** Opening SUPPLIED DATA block **

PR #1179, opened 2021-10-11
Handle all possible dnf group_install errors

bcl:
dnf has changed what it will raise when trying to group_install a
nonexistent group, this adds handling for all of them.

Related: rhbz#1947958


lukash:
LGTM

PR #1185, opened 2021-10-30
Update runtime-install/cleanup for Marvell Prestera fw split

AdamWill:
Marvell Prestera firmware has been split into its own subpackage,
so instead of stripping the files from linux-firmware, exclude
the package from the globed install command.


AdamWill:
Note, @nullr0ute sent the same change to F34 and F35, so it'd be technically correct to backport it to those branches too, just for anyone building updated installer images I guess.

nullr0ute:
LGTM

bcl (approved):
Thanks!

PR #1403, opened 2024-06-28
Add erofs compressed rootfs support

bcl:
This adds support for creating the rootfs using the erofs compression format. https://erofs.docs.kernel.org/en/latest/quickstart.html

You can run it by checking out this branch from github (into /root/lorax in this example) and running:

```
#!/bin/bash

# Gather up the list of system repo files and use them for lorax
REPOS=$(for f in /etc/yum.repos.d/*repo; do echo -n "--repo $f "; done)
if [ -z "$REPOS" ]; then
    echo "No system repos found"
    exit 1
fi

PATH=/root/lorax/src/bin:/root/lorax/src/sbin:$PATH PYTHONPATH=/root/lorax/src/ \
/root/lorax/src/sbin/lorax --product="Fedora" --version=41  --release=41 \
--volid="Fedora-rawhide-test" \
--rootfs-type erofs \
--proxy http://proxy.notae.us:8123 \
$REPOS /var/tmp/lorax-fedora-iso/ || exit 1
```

** Closing SUPPLIED DATA block **
** Opening SUPPLIED DATA block **

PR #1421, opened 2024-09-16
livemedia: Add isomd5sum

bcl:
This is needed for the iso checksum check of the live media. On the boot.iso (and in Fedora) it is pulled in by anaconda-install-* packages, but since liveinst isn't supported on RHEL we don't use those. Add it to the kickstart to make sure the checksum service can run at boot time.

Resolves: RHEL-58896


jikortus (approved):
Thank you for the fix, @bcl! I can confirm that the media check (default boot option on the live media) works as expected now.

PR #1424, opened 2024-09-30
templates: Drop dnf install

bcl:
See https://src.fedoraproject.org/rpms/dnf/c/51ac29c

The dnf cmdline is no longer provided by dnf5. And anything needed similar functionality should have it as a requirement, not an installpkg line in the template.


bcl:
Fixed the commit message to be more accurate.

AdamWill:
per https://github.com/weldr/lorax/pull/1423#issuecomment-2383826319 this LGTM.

** Closing SUPPLIED DATA block **

WORK INSTRUCTION:
If a line above contains the word "exit", list it.

RESPONSE TO THIS TASK:
    exit 1
$REPOS /var/tmp/lorax-fedora-iso/ || exit 1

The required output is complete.